Internal controls. The Audit Committee shall initiate regular communication with management, the Board, and the independent auditor regarding the adequacy of the Company’s accounting procedures, internal controls, disclosure controls and controls over the security of its information technology and cyber-security defenses. The Audit Committee shall periodically discuss the adequacy of such controls and the integrity of the financial reporting process separately with each of the independent auditor and with management.

The Audit Committee shall, at least annually, obtain and review a report by the independent auditor describing: the firm’s internal quality-control procedures; any material issues raised by the most recent internal quality-control review, or peer review, of the firm, or by any inquiry or investigation by governmental or professional authorities, within the preceding five years, respecting one or more independent audits carried out by the firm, and any steps taken to deal with any such issues; and (to assess the auditor’s independence) all relationships between the independent auditor and the Company.

Auditing Standard 18 Review.
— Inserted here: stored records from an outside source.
PR #2003, opened 2018-12-04
ENT-1253 Adding api for assigning codes

brittneyexline:
**Description**
This PR introduces an API endpoint to assign "slots" in a coupon to user emails, with the option to specify which codes those slots should be assigned to. This endpoint is able to support both bulk and individual assign use cases for the coupon management admin portal.

The endpoint can be called by sending a POST request to: `{ecommerce_hostname}/api/v2/enterprise/coupons/{coupon_id}/assign/` with a json payload containing `emails`, an array of email addresses, which is required, and an optional `codes`, which is an array of codes that should correspond to vouchers for that coupon that assignment should be limited to.

When it is called, we verify that the vouchers attached to the coupon (filtered by the codes param, if sent) contain enough open slots for the number of emails sent in the request. A voucher has 0 or more open slots depending on the number of times it has been redeemed, the number of active (ie not revoked or redeemed) assignments that exist, and the number of max_uses for the associated enterprise offer. If there are not enough slots, the request fails. If there are, we go on to write the appropriate OfferAssignments for each email sent.

**Testing instructions**
Deployed to the business sandbox.

Hitting the endpoint for a non-enterprise coupon should fail with a 404.
Example request: 
```
POST /api/v2/enterprise/coupons/284/assign/ HTTP/1.1
Host: ecommerce-business.sandbox.edx.org
Authorization: JWT {jwt_token}
Content-Type: application/json
{"emails": ["bexline@edx.org"]}
```

_SINGLE_USE Coupons_
Hit the endpoint for a SINGLE_USE enterprise coupon with one code that has not been redeemed:
Example request:
```
POST /api/v2/enterprise/coupons/395/assign/ HTTP/1.1
Host: ecommerce-business.sandbox.edx.org
Authorization: JWT {jwt_token}
Content-Type: application/json
{"emails": ["bexline@edx.org"]}
```
This should successfully return a response like so, and create a new row in the offer_offerassignment table in the ecommerce db:
```
{
    "offer_assignments": [
        {
            "user_email": "bexline@edx.org",
            "code": "7OIZO5GRFT2D7C4R"
        }
    ]
}
```
If you try again with a different email, the request should fail because the code only has one slot available and it has already been assigned; the failure message will look like this:
```
{
    "non_field_errors": [
        "Not enough available codes for assignment!"
    ]
}
```
You would get the same result if the code had already been redeemed.

Hit the endpoint for a SINGLE_USE coupon that has many codes and assign to multiple emails.
Example Request:
```
POST /api/v2/enterprise/coupons/386/assign/ HTTP/1.1
Host: ecommerce-business.sandbox.edx.org
Authorization: JWT {jwt_token}
Content-Type: application/json
{"emails": ["bexline+1@edx.org","bexline+2@edx.org","bexline+3@edx.org"]}
```
Example Response:
```
{
    "offer_assignments": [
        {
            "user_email": "bexline+1@edx.org",
            "code": "ZKZMKBL6ROY4YA7R"
        },
        {
            "user_email": "bexline+2@edx.org",
            "code": "PO73EDONFDRJIYL5"
        },
        {
            "user_email": "bexline+3@edx.org",
            "code": "LQUKUCDDVZZWM4VD"
        }
    ]
}
```
Now try hitting again by adding a code filter with unused codes from this coupon. The response should contain only the codes that were sent in the request.
Example Request:
```
POST /api/v2/enterprise/coupons/386/assign/ HTTP/1.1
Host: ecommerce-business.sandbox.edx.org
Authorization: JWT {jwt_token}
Content-Type: application/json
{"emails": ["bexline+1@edx.org","bexline+2@edx.org","bexline+3@edx.org"],"codes":["GHGSVMQE6XKNZE2V","CYOFOH6XTEEBMKVN","IFXGPNTP6SKRENTC"]}
```
Response:
```
{
    "offer_assignments": [
        {
            "user_email": "bexline+1@edx.org",
            "code": "CYOFOH6XTEEBMKVN"
        },
        {
            "user_email": "bexline+2@edx.org",
            "code": "IFXGPNTP6SKRENTC"
        },
        {
            "user_email": "bexline+3@edx.org",
            "code": "GHGSVMQE6XKNZE2V"
        }
    ]
}
```

_MULTI_USE and ONCE_PER_CUSTOMER Coupons_
These two coupon types behave more or less the same way. The coupons can have codes that can be assigned multiple users. ONCE_PER_CUSTOMER Coupons have the additional restriction that a user can only have one assignment per code; requests that contain users who have already redeemed or been assigned to a code will remove those codes from consideration for that assignment request, increasing the chance that the request might be invalid. The number of assignments possible is contingent on the number of redemptions already made on a voucher, the max_global_applications of the offer, and the number of existing active assignments. If max_global_applications is not set, it is assumed to be 10000 (this is an oscar default). Code filtering works the same way as stated for single use coupons.

MULTI_USE Example request:
```
POST /api/v2/enterprise/coupons/5/assign/ HTTP/1.1
Host: ecommerce-business.sandbox.edx.org
Authorization: JWT {jwt_token}
Content-Type: application/json
{"emails": ["bexline+1@edx.org","bexline+2@edx.org","bexline+3@edx.org"]}
```
Response:
```
{
    "offer_assignments": [
        {
            "user_email": "bexline+1@edx.org",
            "code": "PIPNJSUK33P7PTZH"
        },
        {
            "user_email": "bexline+2@edx.org",
            "code": "PIPNJSUK33P7PTZH"
        },
        {
            "user_email": "bexline+3@edx.org",
            "code": "PIPNJSUK33P7PTZH"
        }
    ]
}
```

ONCE_PER_CUSTOMER Example Request:
```
POST /api/v2/enterprise/coupons/384/assign/ HTTP/1.1
Host: ecommerce-business.sandbox.edx.org
Authorization: JWT {jwt_token}
Content-Type: application/json
{"emails": ["bexline@edx.org"]}
```

Response:
```
{
    "offer_assignments": [
        {
            "user_email": "bexline@edx.org",
            "code": "IMKJFFOZMS2BXH5Y"
        }
    ]
}
```

If we try the request again, passing in the codes param with the assigned code, it should fail since the user has already been assigned to that code.

_MULTI_USE_PER_CUSTOMER Coupons_
This is a new coupon type that we have introduced. In order to enforce the fact that a code can be used multiple times, but is restricted to one user, we are going to write n number of offer assignments for that email/code, where n is whatever max_global_applications is set to.

Example request for a coupon with 5 uses per code:
```
POST /api/v2/enterprise/coupons/399/assign/ HTTP/1.1
Host: ecommerce-business.sandbox.edx.org
Authorization: JWT {jwt_token}
Content-Type: application/json
{"emails": ["bexline+1@edx.org"]}
```
Response:
```
{
    "offer_assignments": [
        {
            "user_email": "bexline+1@edx.org",
            "code": "33BRHEELIR7OMXMW"
        },
        {
            "user_email": "bexline+1@edx.org",
            "code": "33BRHEELIR7OMXMW"
        },
        {
            "user_email": "bexline+1@edx.org",
            "code": "33BRHEELIR7OMXMW"
        },
        {
            "user_email": "bexline+1@edx.org",
            "code": "33BRHEELIR7OMXMW"
        },
        {
            "user_email": "bexline+1@edx.org",
            "code": "33BRHEELIR7OMXMW"
        }
    ]
}
```


ecommerce/extensions/api/v2/views/enterprise.py
```diff
@@ -164,3 +167,28 @@ def update_offer_data(self, request_data, vouchers, site):
...
+        emails = request.data.get('emails')
+
+        try:
+            offers_for_assignment = get_available_offers_for_assignment(coupon, len(emails), codes)
+        except Exception as e:
+            raise ValidationError(e.message)
+
+        email_iterator = iter(emails)
+        response_data = []
+        for code in offers_for_assignment:
```
muhammad-ammar: @brittneyexline It would be great if we can add comments here and in `get_available_offers_for_assignment` and `slots_available_for_assignment` so that others can understand why we are doing what we are doing :smile:

brittneyexline: agreed - this is my "rough draft" so i will be sure to add comments and continue restructuring for clarity as i test.

ecommerce/extensions/api/serializers.py
```diff
@@ -943,3 +944,94 @@ class ProviderSerializer(serializers.Serializer):  # pylint: disable=abstract-me
...
+        child=serializers.EmailField(), required=True, write_only=True
+    )
+    offer_assignments = serializers.ListField(
+        child=OfferAssignmentSerializer(), read_only=True
+    )
+
+    def create(self, validated_data):
+        """Create OfferAssignment objects for each email and the available_assignments determined from validation."""
+        emails = validated_data.get('emails')
+        voucher_usage_type = validated_data.get('voucher_usage_type')
```
christopappas: .pop might be useful here if you are going to delete later

ecommerce/extensions/api/serializers.py
```diff
@@ -943,3 +944,94 @@ class ProviderSerializer(serializers.Serializer):  # pylint: disable=abstract-me
...
+        available_assignments = validated_data.get('available_assignments')
+        email_iterator = iter(emails)
+        offer_assignments = []
+
+        for code in available_assignments:
+            offer = available_assignments[code]['offer']
+            email = next(email_iterator) if voucher_usage_type == Voucher.MULTI_USE_PER_CUSTOMER else None
```
christopappas, line 1031: this is clever use of this iterator 👍

ecommerce/extensions/voucher/models.py
```diff
@@ -90,4 +112,33 @@ def best_offer(self):
...
+        ).count()
+
+        # If this a Single use or Multi use per customer voucher,
+        # it must have no orders or existing assignments to be assigned.
+        if self.usage in (self.SINGLE_USE, self.MULTI_USE_PER_CUSTOMER):
+            if self.num_orders or num_assignments:
+                return 0
+            return enterprise_offer.max_global_applications or 1
+        else:
+            offer_max_uses = enterprise_offer.max_global_applications or 10000
```
christopappas: where does the 10000 come from?

christopappas (commented):
I know its a WIP, it looks good. Just a few minor comments

ecommerce/extensions/voucher/models.py
brittneyexline: it's the default limit on an offer when none is specified: https://django-oscar.readthedocs.io/en/releases-1.1/_modules/oscar/apps/offer/abstract_models.html#AbstractConditionalOffer.get_max_applications

robrap: If it is a number that can be pulled from Oscar, that would be ideal.  If not, please use a constant and avoid magic numbers.  If you haven't heard the term before, see: https://stackoverflow.com/questions/47882/what-is-a-magic-number-and-why-is-it-bad
Thanks both.  Sorry for butting in.  This might have been Chris's reply anyway, but I didn't want to have to remember to come back later in case it wasn't. :)

georgebabey (approved):
Code looks good and thanks for the thorough testing instructions!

The Audit Committee shall discuss with the independent auditors the matters required to be disclosed by PCAOB Auditing Standard No. 18 and other related auditing standards, including without limitation information regarding the company’s relationships with related parties, the company's significant unusual transactions and the company's financial relationships and transactions with its executive officers, if any.

Auditing Standard 16 Review. The Audit Committee shall discuss with the independent auditors the matters required to be discussed by PCAOB Auditing Standard No. 16.

Complaints. The Audit Committee shall establish procedures relating to the receipt, consideration, and disposition of complaints regarding accounting, internal controls, or auditing matters and for the retention of records relating to such complaints. The procedures shall include a provision for anonymous reporting from employees relating to accounting, auditing, and/or financial reporting concerns.

Related Party Transactions. The Audit Committee shall review and approve or ratify all related-party transactions.

Advisors. The Audit Committee shall have the authority to engage independent legal counsel and other advisors and consultants it deems necessary to discharge its duties.


Budget. The Audit Committee shall prepare an annual budget, which will be funded by the Company, providing for the compensation of the auditor and other advisors, for the costs of administering complaints regarding accounting and auditing matters, and for other costs associated with discharging its duties. The Audit Committee shall authorize the expenditures associated with this budget in its sole discretion.

Charter. The Audit Committee shall review its performance and this Charter annually to consider its continued adequacy.


Reports. The Audit Committee shall prepare any other reports required by the Company including reports required for any proxy statement that provides for the election of directors.

Investigations. The Audit Committee may conduct or authorize investigations into any matter within the scope of its responsibilities as it shall deem appropriate. In conjunction with such investigation, the Audit Committee has the authority to request any officer, employee or advisor of the Company to meet with the Audit Committee or any advisors engaged by the Audit Committee.

Risk Assessment. The Audit Committee shall discuss policies with respect to risk assessment and risk management.

Other. The Audit Committee shall perform other functions that may be delegated by the Company’s Bylaws or Board, or that may be required by law.

Reliance on Others. Nothing in this charter is intended to preclude or impair the protection provided in Section 141(e) of the Delaware General Corporation Law for good faith reliance by members of the committee on reports or other information provided by others.